The primary benefit of using cloud-based servers is their ability to be quickly brought online and utilized, which is especially useful for scaling. However, they require an application to be constructed in such a way that adding additional servers to a deployment can actually improve the application scalability. Although this might be true in many environments for many applications, it is not universally true.

Advantages

  • Least expensive option per compute cycle

  • Very few limits on functionality; most server capabilities are available

  • Run continuously

Disadvantages

  • Allocated capacity.2 Scaling is about provisioning new servers and deploying an application to that server.

  • You pay for allocated capacity, not used capacity.

  • Application architecture must support scalability by allowing additional servers to be brought online.

  • Many advantages of standalone servers cannot be utilized effectively in a scaled environment (such as local storage capabilities).

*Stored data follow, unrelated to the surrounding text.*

PR #1665, opened 2023-11-21
fix(Dialog): set a fixed width of 90vw on mobile view.

imoutaharik:
Quick Fix for Dialog width issue on mobile view.

verticalAlignment and position will be discussed later.


ryancarville (approved):

src/components/Dialog/Dialog.stories.tsx
```diff
@@ -69,27 +69,31 @@ export default {
 
 const Template: StoryFn<DialogProps> = (args) => {
     const [isOpen, setIsOpen] = useToggleOverlay(false, { isBlockingModal: args.modality === Modality.BlockingModal });
+    const [showContent, setShowcontent] = useState(false);
```
ryancarville, line 72: `C` should be capitalised in `setShowContent`

imoutaharik: I saw it and just fixed.

PR #1668, opened 2023-11-22
fix: some Tabs improvements

imoutaharik:


src/components/Tabs/TabItem.tsx
```diff
@@ -30,7 +29,7 @@ export const TabItem = ({ active, disabled, children, id }: TabItemProps & { act
             ref={ref}
             id={`${id}-content`}
             aria-labelledby={id}
-            className={merge([!active || disabled ? 'tw-hidden' : '', !hasInteractiveElements && FOCUS_VISIBLE_STYLE])}
+            className={merge([!active || disabled ? 'tw-hidden' : '', 'focus:tw-ring-4 focus:tw-ring-blue'])}
```
ryancarville, line 32: Should we include `tw-rounded` here to ensure the ring style is consistent?

imoutaharik: Hello, just checked with Johanna, For this case as the component has a square shape, the focus shouldn't be rounded.

bojangles-m: Is it rounded option missing on the focus ring?

bojangles-m (approved):
LGTM: when is deployed I can test it modal then :)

  • The server must be managed and maintained by the application owner, including software and security upgrades.

Optimized Use Cases

Cloud-based servers are good for a wide variety of general-purpose use cases and can be utilized for most scaling needs.

Compute Slices

Compute slices are an alternative execution model that involves executing applications without knowledge of which server they are running on. They involve taking an application’s software and deploying it to a Platform-as-a-Service (PaaS) infrastructure that will execute the stack in a managed way. This is done without exposing the specifics of the server on which software is running.

There are several examples of compute slice–based compute engines, but Heroku Dynos is a classic example.

Advantages

  • Easy to vary allocated capacity at a relatively granular scale.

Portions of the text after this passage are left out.